# swell.gr:Honda S200 Enhancement/Protection



## Swell.gr (May 7, 2008)

*swell.gr:Honda S2000 Enhancement/Protection*

Hi guys.

This time I will show you a paint correction on a Black Honda S2000 which was booked for enhancement/protection .
It was obviously mistreated and swirls had added a dull look on the paint.

I Started Correcting with Menzerna PO203S and a Yellow CG Hex Cutting Pad . 
2nd Step was with Menzerna PO 85 RD and White CG Hex Polishing Pad . 
For maximum protection,CG Jetseal with a black pad on my DA was applied in 2 Layers , 
Finally one coat of Dodo Juice SN .
All windows and windscreen coated with CarPro Reload .
Trim and tyre coated with CarPro Pearl .

So, there are some photos.

*50/50 *





































*Before & After *











*Final *

















































































































































Thanks 
mike


----------



## Pavlosgreece (May 19, 2011)

Special job from a professional !!! Very good result!!


----------



## Trip tdi (Sep 3, 2008)

wow, looks amazing, great camera pictures.

i love your premises, plus the glass cabinet full of towels, and the straight collection of dodo juice limeprime from the far distance.

Amazing correction and detail, credit to you.


----------



## Swell.gr (May 7, 2008)

Thanks Pavlos & Trip tdi


----------



## yetizone (Jun 25, 2008)

Very nice work on a lovely car.

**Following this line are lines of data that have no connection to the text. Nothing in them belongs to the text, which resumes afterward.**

PR #1658, opened 2022-07-17
DUOS-1914[risk=no] Added service method for DarCollectionSummary

JVThomas:
Partially addresses [DUOS-1912](https://broadworkbench.atlassian.net/browse/DUOS-1914). 
Linked ticket is [DUOS-1930](https://broadworkbench.atlassian.net/browse/DUOS-1930)

PR adds service methods (public and private) for fetching DAR Collection Summaries by role name. PR also includes extensive test suite and a small update to `ElectionStatus.java`, `DarCollectionSummaryDAO`, and `DarCollectionSummaryReducer`

- Verify all tests go green

### DIFF
--- a/src/main/java/org/broadinstitute/consent/http/resources/DarCollectionResource.java
+++ b/src/main/java/org/broadinstitute/consent/http/resources/DarCollectionResource.java
@@ -81,20 +81,20 @@ public class DarCollectionResource extends Resource {
     }
   }
 
-  // @GET
-  // @Path("role/{roleName}/summary")
-  // @Produces("application/json")
-  // @RolesAllowed({ADMIN, CHAIRPERSON, MEMBER, SIGNINGOFFICIAL, RESEARCHER})
-  // public Response getCollectionSummariesForUserByRole(@Auth AuthUser authUser, @PathParam("roleName") String roleName) {
-  //   try {
-  //     User user = userService.findUserByEmail(authUser.getEmail());
-  //     validateUserHasRoleName(user, roleName);
-  //     List<DarCollectionSummary> summaries = darCollectionService.getSummariesForRoleName(user, roleName);
-  //     return Response.ok().entity(summaries).build();
-  //   } catch (Exception e) {
-  //     return createExceptionResponse(e);
-  //   }
-  // }
+  @GET
+  @Path("role/{roleName}/summary")
+  @Produces("application/json")
+  @RolesAllowed({ADMIN, CHAIRPERSON, MEMBER, SIGNINGOFFICIAL, RESEARCHER})
+  public Response getCollectionSummariesForUserByRole(@Auth AuthUser authUser, @PathParam("roleName") String roleName) {
+    try {
+      User user = userService.findUserByEmail(authUser.getEmail());
+      validateUserHasRoleName(user, roleName);
+      List<DarCollectionSummary> summaries = darCollectionService.getSummariesForRoleName(user, roleName);
+      return Response.ok().entity(summaries).build();
+    } catch (Exception e) {
+      return createExceptionResponse(e);
+    }
+  }
 
   @GET
   @Path("{collectionId}")
--- a/src/main/java/org/broadinstitute/consent/http/resources/DarCollectionResource.java
+++ b/src/main/java/org/broadinstitute/consent/http/resources/DarCollectionResource.java
@@ -89,7 +89,6 @@ public class DarCollectionResource extends Resource {
     try {
       User user = userService.findUserByEmail(authUser.getEmail());
       validateUserHasRoleName(user, roleName);
-      // TODO: Replace with DarCollectionSummary when available
       List<DarCollectionSummary> summaries = darCollectionService.getSummariesForRoleName(user, roleName);
       return Response.ok().entity(summaries).build();
     } catch (Exception e) {
--- a/src/main/java/org/broadinstitute/consent/http/resources/DarCollectionResource.java
+++ b/src/main/java/org/broadinstitute/consent/http/resources/DarCollectionResource.java
@@ -7,6 +7,7 @@ import org.broadinstitute.consent.http.enumeration.DarStatus;
 import org.broadinstitute.consent.http.enumeration.UserRoles;
 import org.broadinstitute.consent.http.models.AuthUser;
 import org.broadinstitute.consent.http.models.DarCollection;
+import org.broadinstitute.consent.http.models.DarCollectionSummary;
 import org.broadinstitute.consent.http.models.DataAccessRequest;
 import org.broadinstitute.consent.http.models.Dataset;
 import org.broadinstitute.consent.http.models.PaginationResponse;
@@ -89,7 +90,7 @@ public class DarCollectionResource extends Resource {
       User user = userService.findUserByEmail(authUser.getEmail());
       validateUserHasRoleName(user, roleName);
       // TODO: Replace with DarCollectionSummary when available
-      List<Object> summaries = darCollectionService.getSummariesForRoleName(user, roleName);
+      List<DarCollectionSummary> summaries = darCollectionService.getSummariesForRoleName(user, roleName);
       return Response.ok().entity(summaries).build();
     } catch (Exception e) {
       return createExceptionResponse(e);
--- a/src/main/java/org/broadinstitute/consent/http/resources/DarCollectionResource.java
+++ b/src/main/java/org/broadinstitute/consent/http/resources/DarCollectionResource.java
@@ -81,20 +81,20 @@ public class DarCollectionResource extends Resource {
     }
   }
 
-  @GET
-  @Path("role/{roleName}/summary")
-  @Produces("application/json")
-  @RolesAllowed({ADMIN, CHAIRPERSON, MEMBER, SIGNINGOFFICIAL, RESEARCHER})
-  public Response getCollectionSummariesForUserByRole(@Auth AuthUser authUser, @PathParam("roleName") String roleName) {
-    try {
-      User user = userService.findUserByEmail(authUser.getEmail());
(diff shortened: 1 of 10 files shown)


src/main/java/org/broadinstitute/consent/http/resources/DarCollectionResource.java
```diff
@@ -89,7 +90,7 @@ public Response getCollectionSummariesForUserByRole(@Auth AuthUser authUser, @Pa
       User user = userService.findUserByEmail(authUser.getEmail());
       validateUserHasRoleName(user, roleName);
       // TODO: Replace with DarCollectionSummary when available
```
rushtong: nit: remove outdated comment

quazi-h (approved):
Changes look good to me. Tested the new endpoint and responses with different summaries for each role look good. Comments were very helpful towards following the logic. Tests are very thorough.

src/main/java/org/broadinstitute/consent/http/resources/DarCollectionResource.java
```diff
@@ -80,21 +81,20 @@ public Response getCollectionsForUserByRole(@Auth AuthUser authUser, @PathParam(
...
+  // public Response getCollectionSummariesForUserByRole(@Auth AuthUser authUser, @PathParam("roleName") String roleName) {
+  //   try {
+  //     User user = userService.findUserByEmail(authUser.getEmail());
+  //     validateUserHasRoleName(user, roleName);
+  //     List<DarCollectionSummary> summaries = darCollectionService.getSummariesForRoleName(user, roleName);
+  //     return Response.ok().entity(summaries).build();
+  //   } catch (Exception e) {
+  //     return createExceptionResponse(e);
+  //   }
+  // }
```
rushtong: Is this intentional? This breaks the swagger page since the endpoint is removed.

src/main/java/org/broadinstitute/consent/http/service/DarCollectionService.java
```diff
@@ -75,29 +84,227 @@ public DarCollectionService(DarCollectionDAO darCollectionDAO, DarCollectionServ
    * @param userRole The role the user is making the request as
    * @return List of DarCollectionSummary objects
    */
-  public List<Object> getSummariesForRoleName(User user, String userRole) {
-    switch (userRole) {
-      case Resource.ADMIN:
-        // TODO: Find all
+  private void updateStatusCount(Map<String, Integer> statusCount, String status) {
```
rushtong: nit: the javadoc that precedes this is not associated to the method.

rushtong: Minor style nit. I think most of these private void methods could be in a `DarCollectionSummary` utility class instead of sprinkled here in the service class.

src/main/java/org/broadinstitute/consent/http/service/DarCollectionService.java
```diff
@@ -75,29 +84,227 @@ public DarCollectionService(DarCollectionDAO darCollectionDAO, DarCollectionServ
...
+    statusCount.put(status, count + 1);
+  }
+
+  private void determineCollectionStatus(DarCollectionSummary summary, Map<String, Integer> statusCount, Integer datasetCount, Integer electionCount) {
+    //If there are no elections, status is unreviewed
+    //if there are some elections open, status is in process
+    //if all elections are closed or canceled and electionCount == datasetCount, status is complete
+    if(electionCount == 0) {
+      summary.setStatus(DarCollectionStatus.UNREVIEWED.getValue());
+    } else if(electionCount == datasetCount) {
```
rushtong: minor nit: use `.equals()`

src/main/java/org/broadinstitute/consent/http/service/DarCollectionService.java
```diff
@@ -75,29 +84,227 @@ public DarCollectionService(DarCollectionDAO darCollectionDAO, DarCollectionServ
...
+      Map<String, Integer> statusCount = new HashMap<>();
+      Map<Integer, Election> elections = s.getElections();
+      if(elections.size() == 0) {
+        s.addAction(DarCollectionActions.OPEN.getValue());
+        s.setStatus(DarCollectionStatus.UNREVIEWED.getValue());
+      } else {
+        elections.values().forEach(e -> {
+          String status = e.getStatus();
+          updateStatusCount(statusCount, status);
+          if(status == ElectionStatus.OPEN.getValue()) {
```
rushtong: This could throw an NPE, try using `Objects.equals()` which handles nulls safely.

src/main/java/org/broadinstitute/consent/http/service/DarCollectionService.java
```diff
@@ -75,29 +84,227 @@ public DarCollectionService(DarCollectionDAO darCollectionDAO, DarCollectionServ
...
+    });
+  }
+
+  private void processDarCollectionDraftsAsSummaries(List<DataAccessRequest> drafts, List<DarCollectionSummary> summaries) {
+    drafts.forEach(d -> {
+      try{
+        DarCollectionSummary summary = new DarCollectionSummary();
+        Date createDate = new Date(d.getData().getCreateDate());
+        String darCode = "DRAFT_DAR_" + new SimpleDateFormat("yyyy-MM-dd")
+          .format(createDate).toString();
```
rushtong: nit: `format()` already returns a string
```suggestion
          .format(createDate);
```

src/main/java/org/broadinstitute/consent/http/service/DarCollectionService.java
```diff
@@ -75,29 +84,227 @@ public DarCollectionService(DarCollectionDAO darCollectionDAO, DarCollectionServ
...
+    summaries.forEach(s -> {
+      Map<Integer, Election> elections = s.getElections();
+      int electionCount = elections.values().size();
+      elections.values().forEach(election -> updateStatusCount(statusCount, election.getStatus()));
+      s.addAction(DarCollectionActions.REVIEW.getValue());
+      //check dar statuses, if they're all canceled show revise (but only if there are no elections)
+      Boolean isCanceled = false;
+      if(electionCount == 0) {
+        Collection<String> darStatuses = s.getDarStatuses().values();
+        isCanceled = darStatuses.size() > 0 && darStatuses.stream()
```
rushtong: `isCanceled` is only used inside the if block so you can instantiate it directly there instead of initializing it here. That way you can avoid an unnecessary variable if `electionCount > 0`
```suggestion
      if(electionCount == 0) {
        Collection<String> darStatuses = s.getDarStatuses().values();
        boolean isCanceled = darStatuses.size() > 0 && darStatuses.stream()
```

src/main/java/org/broadinstitute/consent/http/service/DarCollectionService.java
```diff
@@ -75,29 +84,227 @@ public DarCollectionService(DarCollectionDAO darCollectionDAO, DarCollectionServ
...
+            .stream()
+            .anyMatch(election -> election.getStatus().equalsIgnoreCase(ElectionStatus.OPEN.getValue()));
+          
+          if(isVotable) {
+            s.setStatus(DarCollectionStatus.IN_PROCESS.getValue());
+            s.addAction(DarCollectionActions.VOTE.getValue());
+          } else {
+            //non-votable states
+              //all canceled (complete)
+              //some datasets do not have elections (in process) (legacy)
```
rushtong: nit: This case can happen for both legacy and new DARs so I don't think we need to limit this (comment-wise) to legacy DARs. For new DARs, this can happen when it is across two DACs, one dac having created elections and the other DAC not having created elections.

src/main/java/org/broadinstitute/consent/http/service/DarCollectionService.java
```diff
@@ -75,29 +84,227 @@ public DarCollectionService(DarCollectionDAO darCollectionDAO, DarCollectionServ
    * @param userRole The role the user is making the request as
    * @return List of DarCollectionSummary objects
    */
-  public List<Object> getSummariesForRoleName(User user, String userRole) {
-    switch (userRole) {
-      case Resource.ADMIN:
-        // TODO: Find all
+  private void updateStatusCount(Map<String, Integer> statusCount, String status) {
+    Integer count = statusCount.get(status);
```
rushtong, line 81: This can throw an NPE if the key is null. Try `containsKey()` instead

rushtong (changes requested):
The overall logic looks correct to me, thank you! See comments inline.

src/main/java/org/broadinstitute/consent/http/resources/DarCollectionResource.java
JVThomas: Yeah, I didn't want to enable an endpoint with no tests in a PR. I re-enable it in https://github.com/DataBiosphere/consent/pull/1660 since it adds the tests in. Forgot about the Swagger page though.

The PR I linked is branched off of this one, so if that gets approval I can merge that into this branch.

src/main/java/org/broadinstitute/consent/http/service/DarCollectionService.java
JVThomas: HashMap supports nulls as keys, so that isn't an issue

rushtong: True, but `Map` doesn't support null keys, so this method is relying on callers to pass in the correct implementation.

JVThomas: Ah, which means that I'll have to check on null to keep Map methods from erroring out.

rushtong (approved):
Thank you for the changes, they look good! 👍🏽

Superb finish now :thumb:


----------



## boomboom (Sep 11, 2010)

Pavlosgreece said:


> Special job from a professional !!! Very good result!!


+1000..:argie::argie::argie:


----------



## prokopas (Apr 29, 2010)

Great finish mike :thumb:


----------



## tonyy (Jul 26, 2008)

Superb finish...


----------



## Mr Face (Jan 22, 2009)

very nice indeed sir :thumb: . 

Hope I can do as well when my mates arrives.


----------



## DMH-01 (Mar 29, 2011)

Cracking job there pal.


----------



## Swell.gr (May 7, 2008)

Thanks for the comments


----------



## spiros (Mar 30, 2010)

fantastic....:argie:


----------



## kstoilas (Sep 22, 2010)

Great Job once more. The car is fantastic and looks brand new after your treatment. 

Nice pictures too!


----------



## Swell.gr (May 7, 2008)

Thanks spiros & kstoilas


----------



## Mr Face (Jan 22, 2009)

Came back to have another look  

Can I ask : 

was the vast majority of correction was achieved with a single hit of 203S with the Yellow Hex pad or was it multiple passes ?

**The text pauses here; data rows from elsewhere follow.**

PR #1669, opened 2022-07-26
[DUOS-1959][risk=low] endpoint to fetch collection summaries by role name and collection id 

shaemarks:
Addresses [DUOS-1959](https://broadworkbench.atlassian.net/browse/DUOS-1959)
- Adds endpoint for getting a particular DAR Collection summary by collection id and role name (used to determine actions and if access is allowed)
    - admins can see any collection
    - DACs can only see collections with relevant datasets
    - signing officials can only see collections created by researchers from their institution 
    - researchers can only see collections they created 

----

- Verify all tests go green


src/main/java/org/broadinstitute/consent/http/db/DarCollectionSummaryDAO.java
```diff
@@ -139,4 +139,75 @@ List<DarCollectionSummary> getDarCollectionSummariesForSO(
...
+
+
+  @RegisterBeanMapper(value = DarCollectionSummary.class)
+  @RegisterBeanMapper(value = DarCollection.class)
+  @RegisterBeanMapper(value = Vote.class, prefix = "v")
+  @RegisterBeanMapper(value = Election.class)
+  @UseRowReducer(DarCollectionSummaryReducer.class)
+  @SqlQuery
+          (
+                  "SELECT c.collection_id as dar_collection_id, c.dar_code, dar.submission_date, u.display_name as researcher_name, " +
```
shaemarks: I'm having problems fixing the formatting here. I tried changing the settings for SQL in IntelliJ but haven't been able to fix it. Do we have any standard formatting settings I can follow?

rushtong: I have found intellij's sql formatting very unhelpful. I would suggest manually formatting it similarly to the other queries in this class.

src/main/java/org/broadinstitute/consent/http/db/DarCollectionSummaryDAO.java
```diff
@@ -139,4 +139,77 @@ List<DarCollectionSummary> getDarCollectionSummariesForSO(
...
+    "WHERE c.collection_id= :collectionId " +
+      "AND dd.dataset_id IN (<datasetIds>) " +
+      "AND (e.latest = e.electionid OR e.electionid IS NULL) " +
+      "AND (LOWER(v.type) = 'final' OR (v.dacuserid = :currentUserId OR v.voteid IS NULL)) " +
+      "AND (LOWER(data->>'status') != 'archived' OR data->>'status' IS NULL )"
+  )
+  List<DarCollectionSummary> getDarCollectionSummaryForDACByCollectionId(
+          @Bind("currentUserId") Integer currentUserId,
+          @BindList("datasetIds") List<Integer> datasetIds,
+          @Bind("collectionId") Integer collectionId);
```
rushtong: Question, why are we returning a list instead of a single summary? We know that we should have a single result from the collection id.

src/main/java/org/broadinstitute/consent/http/db/DarCollectionSummaryDAO.java
```diff
@@ -139,4 +139,77 @@ List<DarCollectionSummary> getDarCollectionSummariesForSO(
...
+    ") AS e " +
+      "ON e.referenceid = dar.reference_id " +
+    "INNER JOIN dar_dataset dd " +
+      "ON dar.reference_id = dd.reference_id " +
+    "WHERE c.collection_id = :collectionId " +
+      "AND (e.latest = e.electionid OR e.electionid IS NULL) " +
+      "AND (LOWER(data->>'status') != 'archived' OR data->>'status' IS NULL )"
+  )
+  List<DarCollectionSummary> getDarCollectionSummaryByCollectionId(
+          @Bind("collectionId") Integer collectionId);
```
rushtong: Same question here, I think we should be returning a single summary.

rushtong (changes requested):
Code looks good, works as intended, see comments inline.

src/main/java/org/broadinstitute/consent/http/db/DarCollectionSummaryDAO.java
shaemarks: Since we're re-using the collection summary processing methods (processDarCollectionSummariesForAdmin, etc) which take in a list of DarCollectionSummaries, we'd either need to wrap the single summary with List.of() before these calls or do it in the query. If the query doesn't find a summary with the collectionId, we'd need to check that the summary isn't null before wrapping it in List.of() (whereas right now an empty list would be returned by the query and the process methods wouldn't do anything). Would it be better to have the queries return a single summary instead of a list and then use Objects.requireNonNull() or a try-catch?

shaemarks:
Side note: I think line 154 in `DarCollectionService.processDarCollectionSummariesForResearcher`  ( `Map<String, Integer> statusCount = new HashMap<>();` ) should be located within the forEach block  so that it is reset for each summary

JVThomas:
> Side note: I think line 154 in `DarCollectionService.processDarCollectionSummariesForResearcher` ( `Map<String, Integer> statusCount = new HashMap<>();` ) should be located within the forEach block so that it is reset for each summary

Yeah that's right. Good catch!

src/main/java/org/broadinstitute/consent/http/db/DarCollectionSummaryDAO.java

I cant tell if you polished out the rear stop and tail on the boot lid but I would think so. Again, how did you achieve the results ? 

Thanks again :thumb:


----------



## Swell.gr (May 7, 2008)

Correction was achieved with more than one passes on most of the car,
with that combo.

Yes bootlid was corrected as well , stop lights too.

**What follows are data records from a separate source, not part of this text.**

PR #1670, opened 2022-07-26
[DUOS-1905][risk=no] Send reference ids in DAR Collection Summary

connorlbark:
## Addresses 

https://broadworkbench.atlassian.net/browse/DUOS-1905

Necessary addition for the researcher console page.

----

- Verify all tests go green


src/main/java/org/broadinstitute/consent/http/models/DarCollectionSummary.java
```diff
@@ -19,6 +19,9 @@ public class DarCollectionSummary {
   @JsonProperty
   private Integer darCollectionId;
 
+  @JsonProperty
+  private Set<String> referenceIds;
```
rushtong, line 23: Optional: I generally prefer `List` over `Set` simply because they're easier to work with. Certainly not a blocker if you feel that `Set` is a better fit here.

connorlbark:
Thought: Do we want to always return the reference ids, or only when the dar collection is a draft?

rushtong:
> Thought: Do we want to always return the reference ids, or only when the dar collection is a draft?

In general, I prefer not to conditionally populate properties. If they exist for both types of DARs (and they do), then they should always be there regardless of type. This is something the system does now in some of the older cases (i.e. see DatasetDTO and all of the manage endpoints) and has been problematic because different endpoints ended up returning different properties and to get all of them, the UI needed to call multiple endpoints to get the full picture of the object.

connorlbark:
> > Thought: Do we want to always return the reference ids, or only when the dar collection is a draft?
> 
> In general, I prefer not to conditionally populate properties. If they exist for both types of DARs (and they do), then they should always be there regardless of type. This is something the system does now in some of the older cases (i.e. see DatasetDTO and all of the manage endpoints) and has been problematic because different endpoints ended up returning different properties and to get all of them, the UI needed to call multiple endpoints to get the full picture of the object.

Makes perfect sense to me! That is the current behavior of this PR, so it should be good to go.

src/main/java/org/broadinstitute/consent/http/models/DarCollectionSummary.java
JVThomas: I think, given the context of the query, the Set makes sense. The joins on elections and votes will have referenceId values repeated on multiple rows. With a Set the `DARCollectionSummaryReducer` can add the value and not worry about having duplicates.

JVThomas (approved):
Changes look good, I can see the array of referenceIds on the endpoint response for collections and drafts.

rushtong (approved):
👍🏽 Works as expected!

Its just on the 50/50 photo, not correcte.

thanks mike


----------



## Cquartz (Jan 31, 2009)

Wonderful job Mike, great looking!

:thumb:


----------



## Keith_sir (Jun 27, 2011)

Great job and amazing pictures. Some size the S2000 bonnet has.


----------



## Kotsos (May 7, 2011)

Oh man you turned that s2k from black to REAL BLACK.
Once more fantastic job


----------



## Superspec (Feb 25, 2011)

Absolutely fantastic


----------



## Jordan_XSi (Mar 17, 2011)

Looks awesome nice work, lovely car too!


----------



## MAXI-MILAN (Oct 26, 2008)

Top work :thumb:


----------



## black_civic_si (Feb 27, 2011)

Great job


----------



## Eurogloss (Jan 22, 2008)

*Another top Job on a super sticky and soft Honda Paint :thumb:

Mario*


----------



## stefstef (Mar 20, 2011)

Top work mate
I was there when Mike started his job and I have to confess that the car was full with swirls! 
Congratulations Mike


----------